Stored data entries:
· · · · · · ·

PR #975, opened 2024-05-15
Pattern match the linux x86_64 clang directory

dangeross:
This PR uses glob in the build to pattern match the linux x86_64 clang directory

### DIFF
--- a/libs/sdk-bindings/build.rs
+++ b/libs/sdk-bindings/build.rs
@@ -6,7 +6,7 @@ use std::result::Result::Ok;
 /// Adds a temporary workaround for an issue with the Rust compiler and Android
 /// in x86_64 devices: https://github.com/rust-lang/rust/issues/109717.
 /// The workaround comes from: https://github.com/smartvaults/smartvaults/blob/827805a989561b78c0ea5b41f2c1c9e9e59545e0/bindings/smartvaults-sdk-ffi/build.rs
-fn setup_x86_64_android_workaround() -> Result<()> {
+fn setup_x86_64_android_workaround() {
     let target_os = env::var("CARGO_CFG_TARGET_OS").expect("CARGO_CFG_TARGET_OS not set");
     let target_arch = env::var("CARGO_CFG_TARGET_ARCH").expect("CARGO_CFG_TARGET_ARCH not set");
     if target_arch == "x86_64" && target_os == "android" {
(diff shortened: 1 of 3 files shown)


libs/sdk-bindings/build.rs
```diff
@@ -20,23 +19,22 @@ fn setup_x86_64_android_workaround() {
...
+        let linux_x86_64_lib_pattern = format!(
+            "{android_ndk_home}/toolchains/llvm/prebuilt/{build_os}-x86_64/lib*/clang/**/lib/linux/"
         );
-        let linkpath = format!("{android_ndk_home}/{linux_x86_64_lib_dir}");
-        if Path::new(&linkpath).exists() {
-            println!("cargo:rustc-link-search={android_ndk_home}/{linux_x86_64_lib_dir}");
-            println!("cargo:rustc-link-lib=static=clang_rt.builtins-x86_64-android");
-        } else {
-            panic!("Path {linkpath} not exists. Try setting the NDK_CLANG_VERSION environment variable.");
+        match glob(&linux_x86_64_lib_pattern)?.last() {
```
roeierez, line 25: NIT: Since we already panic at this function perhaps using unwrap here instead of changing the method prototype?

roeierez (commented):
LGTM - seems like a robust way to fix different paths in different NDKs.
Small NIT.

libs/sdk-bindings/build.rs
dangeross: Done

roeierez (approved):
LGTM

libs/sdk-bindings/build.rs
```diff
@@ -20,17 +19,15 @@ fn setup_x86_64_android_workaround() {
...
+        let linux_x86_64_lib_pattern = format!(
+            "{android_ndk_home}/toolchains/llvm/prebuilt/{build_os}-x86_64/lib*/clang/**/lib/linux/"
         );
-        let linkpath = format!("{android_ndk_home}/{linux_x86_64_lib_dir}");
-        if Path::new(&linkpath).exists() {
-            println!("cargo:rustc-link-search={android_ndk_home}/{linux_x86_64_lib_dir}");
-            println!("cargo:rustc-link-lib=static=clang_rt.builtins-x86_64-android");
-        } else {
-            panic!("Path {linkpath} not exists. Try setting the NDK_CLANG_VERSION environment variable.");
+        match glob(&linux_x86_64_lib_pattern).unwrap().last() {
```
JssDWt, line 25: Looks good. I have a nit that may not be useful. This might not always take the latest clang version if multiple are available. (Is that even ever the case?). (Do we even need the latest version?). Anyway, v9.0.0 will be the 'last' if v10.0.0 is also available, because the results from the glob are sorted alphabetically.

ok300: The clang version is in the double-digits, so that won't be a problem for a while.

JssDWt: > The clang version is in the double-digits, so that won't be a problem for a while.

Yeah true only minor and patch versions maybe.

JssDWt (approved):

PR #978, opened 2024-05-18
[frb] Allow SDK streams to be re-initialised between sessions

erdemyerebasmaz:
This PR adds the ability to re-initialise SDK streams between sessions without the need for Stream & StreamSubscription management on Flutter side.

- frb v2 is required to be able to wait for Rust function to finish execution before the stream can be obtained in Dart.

· · · · · · ·

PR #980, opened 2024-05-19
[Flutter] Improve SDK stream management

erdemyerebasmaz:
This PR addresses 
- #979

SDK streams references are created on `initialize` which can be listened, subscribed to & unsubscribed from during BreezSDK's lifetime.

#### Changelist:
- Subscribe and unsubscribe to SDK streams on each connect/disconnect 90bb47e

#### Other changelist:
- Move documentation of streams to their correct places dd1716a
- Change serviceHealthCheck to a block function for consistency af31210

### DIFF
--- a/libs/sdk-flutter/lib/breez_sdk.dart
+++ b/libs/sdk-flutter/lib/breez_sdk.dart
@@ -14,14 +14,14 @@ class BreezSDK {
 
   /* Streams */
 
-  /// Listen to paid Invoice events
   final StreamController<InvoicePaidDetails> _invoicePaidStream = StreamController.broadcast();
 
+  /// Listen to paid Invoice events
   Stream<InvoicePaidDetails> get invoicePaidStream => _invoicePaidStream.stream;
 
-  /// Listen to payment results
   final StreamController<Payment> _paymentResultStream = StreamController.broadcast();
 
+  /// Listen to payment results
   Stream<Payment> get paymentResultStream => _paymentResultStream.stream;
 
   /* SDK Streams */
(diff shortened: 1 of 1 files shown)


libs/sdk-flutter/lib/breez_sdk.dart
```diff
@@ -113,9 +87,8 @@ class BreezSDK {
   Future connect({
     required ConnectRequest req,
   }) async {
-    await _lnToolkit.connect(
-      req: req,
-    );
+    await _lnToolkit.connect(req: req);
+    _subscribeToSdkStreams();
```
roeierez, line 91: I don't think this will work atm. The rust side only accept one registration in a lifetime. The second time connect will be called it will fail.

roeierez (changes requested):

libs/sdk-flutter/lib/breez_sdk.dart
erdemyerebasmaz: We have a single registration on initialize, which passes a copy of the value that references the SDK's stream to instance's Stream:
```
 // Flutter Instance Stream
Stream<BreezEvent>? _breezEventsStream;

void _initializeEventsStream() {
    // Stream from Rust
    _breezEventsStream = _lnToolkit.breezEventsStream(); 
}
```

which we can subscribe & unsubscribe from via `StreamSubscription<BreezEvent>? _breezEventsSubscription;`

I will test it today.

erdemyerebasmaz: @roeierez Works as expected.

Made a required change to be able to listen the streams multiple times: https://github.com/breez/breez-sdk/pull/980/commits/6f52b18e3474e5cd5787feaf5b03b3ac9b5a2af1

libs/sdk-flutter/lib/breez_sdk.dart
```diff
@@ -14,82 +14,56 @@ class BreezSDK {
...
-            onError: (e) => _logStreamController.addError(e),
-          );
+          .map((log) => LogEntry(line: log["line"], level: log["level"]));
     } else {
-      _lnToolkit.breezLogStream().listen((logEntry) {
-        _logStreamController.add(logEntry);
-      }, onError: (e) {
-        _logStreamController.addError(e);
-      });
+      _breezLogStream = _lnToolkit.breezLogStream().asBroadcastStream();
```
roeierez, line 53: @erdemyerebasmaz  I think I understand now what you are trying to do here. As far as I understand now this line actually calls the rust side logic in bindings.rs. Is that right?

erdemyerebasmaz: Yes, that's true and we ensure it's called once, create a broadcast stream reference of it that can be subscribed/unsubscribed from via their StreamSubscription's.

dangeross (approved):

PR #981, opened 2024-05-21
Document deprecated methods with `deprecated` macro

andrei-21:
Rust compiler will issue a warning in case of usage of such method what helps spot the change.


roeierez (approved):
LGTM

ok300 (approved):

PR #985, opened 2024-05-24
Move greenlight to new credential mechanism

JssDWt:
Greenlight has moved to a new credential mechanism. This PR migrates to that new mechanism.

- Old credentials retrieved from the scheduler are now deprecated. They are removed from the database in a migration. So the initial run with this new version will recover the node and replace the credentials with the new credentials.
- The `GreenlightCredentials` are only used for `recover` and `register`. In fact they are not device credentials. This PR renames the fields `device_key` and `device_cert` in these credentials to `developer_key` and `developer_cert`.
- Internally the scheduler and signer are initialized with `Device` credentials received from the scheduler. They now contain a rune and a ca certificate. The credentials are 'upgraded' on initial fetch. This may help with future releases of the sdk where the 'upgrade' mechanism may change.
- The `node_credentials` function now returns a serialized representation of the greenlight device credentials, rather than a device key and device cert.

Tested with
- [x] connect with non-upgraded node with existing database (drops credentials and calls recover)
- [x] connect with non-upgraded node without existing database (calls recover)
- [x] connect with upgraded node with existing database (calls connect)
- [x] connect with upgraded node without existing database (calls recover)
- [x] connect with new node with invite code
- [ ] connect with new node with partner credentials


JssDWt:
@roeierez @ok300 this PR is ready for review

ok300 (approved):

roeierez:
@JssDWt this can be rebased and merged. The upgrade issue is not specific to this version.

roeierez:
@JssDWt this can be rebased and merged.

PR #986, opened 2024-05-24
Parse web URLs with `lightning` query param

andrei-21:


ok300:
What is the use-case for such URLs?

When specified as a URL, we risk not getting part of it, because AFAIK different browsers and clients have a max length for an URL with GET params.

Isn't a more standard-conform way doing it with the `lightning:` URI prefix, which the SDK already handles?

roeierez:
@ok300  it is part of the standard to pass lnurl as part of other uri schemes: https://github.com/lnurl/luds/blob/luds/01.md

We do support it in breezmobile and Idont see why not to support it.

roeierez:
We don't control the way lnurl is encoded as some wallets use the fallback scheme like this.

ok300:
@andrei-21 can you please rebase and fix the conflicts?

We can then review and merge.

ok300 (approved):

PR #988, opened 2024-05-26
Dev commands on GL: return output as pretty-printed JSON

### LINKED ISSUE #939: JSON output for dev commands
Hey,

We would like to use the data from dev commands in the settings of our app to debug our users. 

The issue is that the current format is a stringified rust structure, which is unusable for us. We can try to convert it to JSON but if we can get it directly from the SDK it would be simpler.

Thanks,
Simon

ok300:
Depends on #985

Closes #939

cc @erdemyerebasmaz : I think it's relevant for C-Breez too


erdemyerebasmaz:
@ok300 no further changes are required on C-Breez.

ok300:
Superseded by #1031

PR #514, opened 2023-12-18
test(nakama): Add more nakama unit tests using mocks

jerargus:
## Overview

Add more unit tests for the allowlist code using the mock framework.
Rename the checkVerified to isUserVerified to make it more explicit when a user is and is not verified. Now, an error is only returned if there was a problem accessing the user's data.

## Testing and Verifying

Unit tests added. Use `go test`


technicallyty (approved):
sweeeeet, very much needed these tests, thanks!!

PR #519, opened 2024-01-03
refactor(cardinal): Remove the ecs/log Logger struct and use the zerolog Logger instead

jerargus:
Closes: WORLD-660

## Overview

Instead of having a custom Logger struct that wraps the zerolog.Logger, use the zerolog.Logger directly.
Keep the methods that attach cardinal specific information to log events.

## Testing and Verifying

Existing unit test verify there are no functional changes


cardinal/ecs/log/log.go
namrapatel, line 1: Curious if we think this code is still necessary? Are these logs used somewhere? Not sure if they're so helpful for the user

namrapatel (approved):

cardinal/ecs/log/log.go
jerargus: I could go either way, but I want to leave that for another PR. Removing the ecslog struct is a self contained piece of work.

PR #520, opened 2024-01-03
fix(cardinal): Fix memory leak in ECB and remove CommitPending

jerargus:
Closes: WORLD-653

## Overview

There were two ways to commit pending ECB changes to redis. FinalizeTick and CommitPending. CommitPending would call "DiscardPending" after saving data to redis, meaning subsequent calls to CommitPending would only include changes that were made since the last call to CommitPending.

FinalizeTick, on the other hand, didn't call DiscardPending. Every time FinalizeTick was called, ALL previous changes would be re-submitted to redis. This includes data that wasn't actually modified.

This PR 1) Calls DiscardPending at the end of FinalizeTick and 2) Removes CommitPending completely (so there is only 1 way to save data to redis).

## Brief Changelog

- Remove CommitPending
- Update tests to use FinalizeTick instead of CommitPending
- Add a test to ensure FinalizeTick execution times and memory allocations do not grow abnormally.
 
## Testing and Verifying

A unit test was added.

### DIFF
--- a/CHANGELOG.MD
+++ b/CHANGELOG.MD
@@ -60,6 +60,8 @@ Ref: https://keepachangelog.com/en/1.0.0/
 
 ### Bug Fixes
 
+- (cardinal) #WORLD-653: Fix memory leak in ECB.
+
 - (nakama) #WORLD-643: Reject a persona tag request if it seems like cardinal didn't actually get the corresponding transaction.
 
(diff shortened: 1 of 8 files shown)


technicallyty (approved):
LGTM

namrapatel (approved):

· · · · · · ·

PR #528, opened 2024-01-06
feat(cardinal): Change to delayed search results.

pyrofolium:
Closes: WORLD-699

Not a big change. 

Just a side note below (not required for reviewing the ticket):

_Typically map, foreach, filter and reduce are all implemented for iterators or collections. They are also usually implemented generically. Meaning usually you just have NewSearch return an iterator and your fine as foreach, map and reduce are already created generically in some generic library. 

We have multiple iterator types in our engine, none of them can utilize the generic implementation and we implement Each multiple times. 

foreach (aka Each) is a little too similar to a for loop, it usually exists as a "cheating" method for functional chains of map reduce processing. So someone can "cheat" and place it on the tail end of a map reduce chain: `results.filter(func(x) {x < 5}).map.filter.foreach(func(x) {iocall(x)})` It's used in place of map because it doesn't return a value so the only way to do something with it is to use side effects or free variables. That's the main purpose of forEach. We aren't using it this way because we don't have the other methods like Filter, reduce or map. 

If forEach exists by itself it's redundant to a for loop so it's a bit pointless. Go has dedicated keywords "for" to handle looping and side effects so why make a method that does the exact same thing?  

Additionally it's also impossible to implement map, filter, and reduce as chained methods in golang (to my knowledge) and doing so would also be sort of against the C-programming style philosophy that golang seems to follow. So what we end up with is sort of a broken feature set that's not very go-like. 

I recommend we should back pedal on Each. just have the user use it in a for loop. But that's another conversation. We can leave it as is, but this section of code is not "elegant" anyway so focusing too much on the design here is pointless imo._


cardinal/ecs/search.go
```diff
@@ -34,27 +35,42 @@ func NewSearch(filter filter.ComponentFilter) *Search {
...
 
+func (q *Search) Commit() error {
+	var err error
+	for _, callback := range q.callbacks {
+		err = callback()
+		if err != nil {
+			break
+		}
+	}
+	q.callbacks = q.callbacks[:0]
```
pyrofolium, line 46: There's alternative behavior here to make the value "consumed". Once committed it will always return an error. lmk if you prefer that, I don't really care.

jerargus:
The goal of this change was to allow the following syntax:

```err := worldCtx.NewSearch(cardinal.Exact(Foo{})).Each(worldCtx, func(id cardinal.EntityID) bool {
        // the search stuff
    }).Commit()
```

· · · · · · ·

**Exercise goal**: In the entries above, the lines from the one bearing "PR #975, opened 2024-05-15" up to and including the one bearing "-6,7 +6,7 @@ use std::result::Result::Ok;" should be transcribed exactly; no other line is wanted.

**Exercise output**:
PR #975, opened 2024-05-15
Pattern match the linux x86_64 clang directory

dangeross:
This PR uses glob in the build to pattern match the linux x86_64 clang directory

### DIFF
--- a/libs/sdk-bindings/build.rs
+++ b/libs/sdk-bindings/build.rs
@@ -6,7 +6,7 @@ use std::result::Result::Ok;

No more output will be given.